The membership of SEIU Local 721 is made up of mental health workers, social service providers, and nurses — some of the workers who have been most exploited and seen the worst effects of the Covid-19 pandemic, which exacerbated the already dehumanizing conditions caused by capitalism. However, despite the declarations of gratitude from the LA area municipal governments, the offer from the county was a meager raise and not even a promise for adequate staffing or an end to outsourcing. 

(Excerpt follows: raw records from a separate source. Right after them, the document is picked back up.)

PR #338, opened 2020-08-18
Refactoring for new SupervisedExperiment

mvacaporale:
The majority of this refactor is for creating datasets in the experiment classes. This is done through
* New class method `create_loaders`
* New class `ImagenetDataset` that has methods `get_train_dataset`, `get_val_dataset`, and `get_test_dataset`.
* New TorchvisionDataset class with the same methods


mvacaporale:
@lucasosouza Just a heads up, here is the PR we worked on

lucasosouza:
I will just add a comment it is a work in progress. We are breaking down into smaller PRs, and making sure at each PR all the unit and regression tests are cleared. So this is a rough first draft. Some things here have already been changed at commits that have yet not been pushed.

We will follow with more specific unit and regression tests as well.

mvacaporale:
I made the changes to the dataset manager classes (e.g. instead of ImagenetDataset it's now ImagenetDatasetManager). This PR is ready for review.

lucasosouza:
> I made the changes to the dataset manager classes (e.g. instead of ImagenetDataset it's now ImagenetDatasetManager). This PR is ready for review.

To add to the mix, how about DataManager to make it a little bit shorter?

mvacaporale:
> > I made the changes to the dataset manager classes (e.g. instead of ImagenetDataset it's now ImagenetDatasetManager). This PR is ready for review.
> 
> To add to the mix, how about DataManager to make it a little bit shorter?

I thought about that, but it particularly manages the datasets.

nupic/research/frameworks/pytorch/imagenet/imagenet_experiment.py
```diff
@@ -66,14 +65,17 @@
...
+    "ImagenetExperiment",
+]
 
 
 # Improves performance when using fixed size images (224) and CNN
 cudnn.benchmark = True
 
 
-class ImagenetExperiment:
+class SupervisedExperiment:
```
lscheinkman, line 78: Is `SupervisedExperiment` specific for `resnet50 v1.5` on `Imagenet` or generic for any model on any dataset?
If it is generic then it should not be in the `imagenet_experiment.py` file

nupic/research/frameworks/pytorch/imagenet/imagenet_experiment.py
```diff
@@ -422,16 +438,11 @@ def create_train_dataloader(cls, config):
         )
 
     @classmethod
-    def create_validation_dataloader(cls, config):
+    def create_validation_dataloader(cls, dataset, config):
```
mrcslws, line 441: This is making it more difficult to write a test scripts that run validation. Previously we could say `loader = experiment_class.create_validation_loader(config)`. Now we have to 
figure out how to instantiate our own dataset.

nupic/research/frameworks/pytorch/imagenet/imagenet_experiment.py
```diff
@@ -392,20 +395,33 @@ def create_lr_scheduler(cls, config, optimizer, total_batches):
...
+
+        dataset_manager_class = config.get("dataset_manager_class", None)
+        if dataset_manager_class is None:
+            raise ValueError("Must specify 'dataset_manager_class' in config.")
+        dataset_args = config.get("dataset_args", {})
+        dataset_manager = dataset_manager_class(**dataset_args)
+
+        train_set = dataset_manager.get_train_dataset()
+        val_set = dataset_manager.get_val_dataset()
+        test_set = dataset_manager.get_test_dataset()
```
lscheinkman, line 409: Maybe you could refactor this code as a class method as well (`create_dataset_manager`). It would allow other code to create `dataset_manager` accessing the experiment's datasets without instantiating dataloaders loaders. This could be useful for testing and other reporting scripts.

nupic/research/frameworks/pytorch/datasets/common.py
```diff
@@ -0,0 +1,80 @@
...
+            train=False,
+            transform=transform,
+            download=False,
+        )
+
+    def get_train_dataset(self):
+        return self.train_dataset
+
+    def get_val_dataset(self):
+        return self.val_dataset
```
mrcslws, line 67: Could `SupervisedExperiment.create_validation_dataloader` call `DatasetManager.create_validation_dataset` directly? (To solve the "test script" problem I mention in a different comment)

In fact, is there a reason to ever need to instantiate a DatasetManager? It's a bit of a red flag that we're instantiating managers then never storing them. Maybe these classmethods should just be functions that return a dataset -- is there a reason we need a dedicated "Manager" class? This seems like a job for factory-style functions, similar to how the `common_layers.py` contains factory functions for layers. (Conveniently, each of those hypothetical functions could simply be called a "dataset" since they are dataset constructors.)

nupic/research/frameworks/pytorch/models/common.py
```diff
@@ -0,0 +1,41 @@
...
+#  You should have received a copy of the GNU Affero Public License
+#  along with this program.  If not, see http://www.gnu.org/licenses.
+#
+#  http://numenta.org/licenses/
+#
+
+import numpy as np
+import torch.nn as nn
+
+from nupic.torch.modules import Flatten
```
lscheinkman, line 24: pytorch 1.6 introduced [torch.nn.Flatten](https://github.com/pytorch/pytorch/blob/master/torch/nn/modules/flatten.py). We should start using pytorch version instead of `nupic.torch`

nupic/research/frameworks/pytorch/datasets/common.py
```diff
@@ -0,0 +1,80 @@
...
+            raise ValueError(f"{dataset_name} not available.")
+        transform = self.base_transform(*DATASETS_STATS[dataset_name])
+
+        # TODO: rename data to dataset_dir
+        dataset_class = getattr(datasets, dataset_name)
+        self.train_dataset = dataset_class(
+            root=os.path.expanduser(data_dir),
+            train=True,
+            transform=transform,
+            download=False,
```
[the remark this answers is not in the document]
mvacaporale: I made this change. We were hesitant because the user has to be careful when downloading in the multi-worker setting - it will throw an error when they try to all write to the same directory. I added a warning in the docstring for this behavior.

nupic/research/frameworks/pytorch/imagenet/imagenet_experiment.py
mvacaporale: It is generic. I've yet to do the renaming of all the files, however (including the imagenet directory to yael of whatever else we decide). If it's alright, the renaming will happen soon in a future PR.

nupic/research/frameworks/pytorch/imagenet/imagenet_experiment.py
mvacaporale: Per your comment and Marcus's, there's now a create_datasets_func that you pass to the config.

nupic/research/frameworks/pytorch/models/common.py
mvacaporale: Good point, changed.

nupic/research/frameworks/pytorch/imagenet/imagenet_experiment.py
mvacaporale: This is not neccessarily true. There's a new class method called as `experment_class.create_loaders` that will return train_loader and val_loader (and test_loader if any).

nupic/research/frameworks/pytorch/datasets/common.py
mvacaporale: This is good feedback. I guess there isn't a need for a whole datamanager class. I've refactored things to call a `create_datasets_func`. I returns the train and val datasets (and a test set if any).

nupic/research/frameworks/pytorch/datasets/common.py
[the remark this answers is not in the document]
mvacaporale: Is there a way to better manage this with file locking?

nupic/research/frameworks/pytorch/imagenet/imagenet_experiment.py
mvacaporale: If you feel strongly about this, I can also do all the renaming now, ofc.

nupic/research/frameworks/pytorch/datasets/common.py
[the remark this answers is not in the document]
lscheinkman: Yes, here is an example from ray
https://docs.ray.io/en/latest/using-ray-with-pytorch.html

nupic/research/frameworks/pytorch/imagenet/imagenet_experiment.py
lscheinkman: It is ok to rename the file in the future but you should at least update the docstring

lscheinkman:
@mvacaporale Make sure to run the regression tests before merging

lucasosouza:
> For our current scenarios, I still think it would still be possible to mimic torchvision's dataset functions more. Rather than having a "create_datasets" function, you could have factory functions or classes similar to `torchvision.datasets.CIFAR10`, `torchvision.datasets.MNIST`, etc., and the SupervisedExperiment could call the function (or constructor) twice with `train=True` and `train=False`. Essentially we could design the API so that we can pass torchvision datasets directly into the experiment config (though we'd often still use the wrapper).
> 
> You guys have spent more time thinking about what is needed for continual learning experiments, so I defer to you.

That is a good point, and that was the initial idea in the initial design proposal. Maybe for a next PR we can think about still having a wrapper, but subclassing from pytorch Dataset class instead. 

The wrapper is still required because there are specific things to each dataset that we want to define. For example, even for simple torchvision datasets we want to define some base transforms for each dataset, so it is standardized in the codebase. The experiment should not contain any dataset logic in order to be compatible with multiple datasets. 

We also didn't think it was a good idea to ask the user to define these transforms every time in the config file.

mrcslws:
Totally agree, the wrapper is useful. I'm just suggesting that we're being a good PyTorch citizen (and making our code easier to understand and compatible with other people's datasets) if we choose a design that supports using the torchvision datasets directly. (This doesn't mean we 100% need to do this, but it is desirable.)

nupic/research/frameworks/pytorch/imagenet/imagenet_experiment.py
mvacaporale: Can do.

nupic/research/frameworks/pytorch/models/common.py
```diff
@@ -0,0 +1,39 @@
...
+#  http://numenta.org/licenses/
+#
+
+import numpy as np
+import torch.nn as nn
+
+
+class StandardMLP(nn.Module):
+
+    def __init__(self, input_size, num_classes):
```
subutai, line 27: Shouldn't we provide number of hidden units for each layer as a parameter here?

lucasosouza:
tagging @karangrewal so he can be aware of the changes as well, since it affects RES-1631 (meta continuous learning)

nupic/research/frameworks/pytorch/models/common.py
lucasosouza: Yes, you are right. This was the simplest network possible to run some tests. But it has been fixed already in future commits, this will look better in the next PR.

mvacaporale:
Note: The regression tests pass.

Tense negotiations have been ongoing, with SEIU leadership calling for a strike vote, which has now been approved. While the county originally offered raises of 2 percent, even the threat of a strike has increased this demand to 3.5 percent. Despite today’s successful vote, it remains to be seen whether union members will actually strike. Nonetheless, this is the first step towards shutting down the county’s public service sector until the demands — for an end to what are effectively lower salaries, continued and dangerous levels of understaffing, and the routine outsourcing of previously union jobs to private contractors — are met.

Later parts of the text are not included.